# [EXERCISE]
Show all lines from the material that carry the word "execute".
□ □ □
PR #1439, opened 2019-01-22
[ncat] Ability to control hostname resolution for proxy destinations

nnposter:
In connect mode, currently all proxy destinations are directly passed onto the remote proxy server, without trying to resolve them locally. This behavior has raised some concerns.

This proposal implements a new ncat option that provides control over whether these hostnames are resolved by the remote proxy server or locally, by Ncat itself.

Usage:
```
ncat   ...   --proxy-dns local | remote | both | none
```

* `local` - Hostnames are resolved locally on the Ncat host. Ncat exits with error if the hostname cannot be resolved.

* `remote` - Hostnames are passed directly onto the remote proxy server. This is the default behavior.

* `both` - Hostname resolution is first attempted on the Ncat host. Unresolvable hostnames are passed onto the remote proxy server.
□ □ □
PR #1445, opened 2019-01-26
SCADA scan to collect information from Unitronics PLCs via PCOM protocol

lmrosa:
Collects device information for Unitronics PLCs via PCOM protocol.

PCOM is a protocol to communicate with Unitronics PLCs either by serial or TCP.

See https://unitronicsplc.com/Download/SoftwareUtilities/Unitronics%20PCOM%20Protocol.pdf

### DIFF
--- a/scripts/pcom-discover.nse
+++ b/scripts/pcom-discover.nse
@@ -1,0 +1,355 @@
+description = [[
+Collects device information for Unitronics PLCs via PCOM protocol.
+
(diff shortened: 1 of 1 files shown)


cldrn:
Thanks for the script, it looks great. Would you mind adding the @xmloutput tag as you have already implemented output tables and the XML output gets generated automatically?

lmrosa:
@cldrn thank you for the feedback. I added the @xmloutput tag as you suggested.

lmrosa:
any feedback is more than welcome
□ □ □
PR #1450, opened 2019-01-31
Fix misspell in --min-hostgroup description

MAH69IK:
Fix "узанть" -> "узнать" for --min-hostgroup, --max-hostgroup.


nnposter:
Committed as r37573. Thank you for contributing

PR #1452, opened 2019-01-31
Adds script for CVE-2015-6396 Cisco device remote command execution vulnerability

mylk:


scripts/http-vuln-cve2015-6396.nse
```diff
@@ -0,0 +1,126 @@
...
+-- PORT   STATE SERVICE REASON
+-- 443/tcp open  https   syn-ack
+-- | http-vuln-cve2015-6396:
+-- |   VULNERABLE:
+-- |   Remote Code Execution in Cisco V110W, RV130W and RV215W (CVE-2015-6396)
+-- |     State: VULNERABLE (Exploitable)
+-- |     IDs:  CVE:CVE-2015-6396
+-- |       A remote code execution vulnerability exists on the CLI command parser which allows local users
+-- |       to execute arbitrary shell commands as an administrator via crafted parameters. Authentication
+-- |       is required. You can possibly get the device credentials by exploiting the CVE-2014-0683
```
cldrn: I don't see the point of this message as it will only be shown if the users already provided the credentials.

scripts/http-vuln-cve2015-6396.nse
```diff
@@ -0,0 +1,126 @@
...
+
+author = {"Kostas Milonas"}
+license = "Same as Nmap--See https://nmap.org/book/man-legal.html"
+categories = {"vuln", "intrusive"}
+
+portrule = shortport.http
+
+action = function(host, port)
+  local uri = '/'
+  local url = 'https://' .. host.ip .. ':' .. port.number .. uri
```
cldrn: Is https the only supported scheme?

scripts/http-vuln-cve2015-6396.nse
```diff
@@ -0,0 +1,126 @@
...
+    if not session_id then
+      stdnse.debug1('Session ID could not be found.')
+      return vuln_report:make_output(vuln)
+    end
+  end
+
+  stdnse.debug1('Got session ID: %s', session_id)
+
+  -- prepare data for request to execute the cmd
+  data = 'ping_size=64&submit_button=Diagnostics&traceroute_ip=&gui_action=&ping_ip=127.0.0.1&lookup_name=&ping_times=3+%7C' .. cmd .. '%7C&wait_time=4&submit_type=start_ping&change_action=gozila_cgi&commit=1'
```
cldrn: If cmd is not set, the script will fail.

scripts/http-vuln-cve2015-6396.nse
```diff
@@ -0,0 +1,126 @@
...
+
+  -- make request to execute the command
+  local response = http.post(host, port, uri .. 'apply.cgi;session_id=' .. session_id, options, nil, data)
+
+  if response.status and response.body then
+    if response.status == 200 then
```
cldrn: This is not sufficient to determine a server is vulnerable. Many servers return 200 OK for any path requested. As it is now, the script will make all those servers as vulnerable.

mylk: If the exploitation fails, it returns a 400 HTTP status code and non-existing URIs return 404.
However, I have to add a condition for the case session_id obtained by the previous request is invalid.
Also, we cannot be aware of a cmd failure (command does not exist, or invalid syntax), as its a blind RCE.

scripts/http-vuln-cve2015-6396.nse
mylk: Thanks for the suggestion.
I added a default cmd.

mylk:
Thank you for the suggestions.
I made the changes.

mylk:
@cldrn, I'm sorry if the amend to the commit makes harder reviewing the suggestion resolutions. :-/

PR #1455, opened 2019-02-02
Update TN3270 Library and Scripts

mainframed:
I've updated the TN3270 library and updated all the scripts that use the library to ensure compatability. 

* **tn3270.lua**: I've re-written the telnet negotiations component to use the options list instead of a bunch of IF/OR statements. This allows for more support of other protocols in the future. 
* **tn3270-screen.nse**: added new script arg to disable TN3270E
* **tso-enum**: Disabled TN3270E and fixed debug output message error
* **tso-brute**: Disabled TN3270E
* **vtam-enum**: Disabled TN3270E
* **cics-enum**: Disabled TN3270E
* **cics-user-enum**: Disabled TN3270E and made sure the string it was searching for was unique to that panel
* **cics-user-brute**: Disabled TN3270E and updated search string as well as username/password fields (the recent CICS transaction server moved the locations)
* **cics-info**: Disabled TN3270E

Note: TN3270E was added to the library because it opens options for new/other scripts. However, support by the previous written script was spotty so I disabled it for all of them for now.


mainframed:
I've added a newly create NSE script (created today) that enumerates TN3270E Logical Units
□ □ □
# [SOLUTION TO THIS TASK]
+-- |       to execute arbitrary shell commands as an administrator via crafted parameters. Authentication
+  -- prepare data for request to execute the cmd
+  -- make request to execute the command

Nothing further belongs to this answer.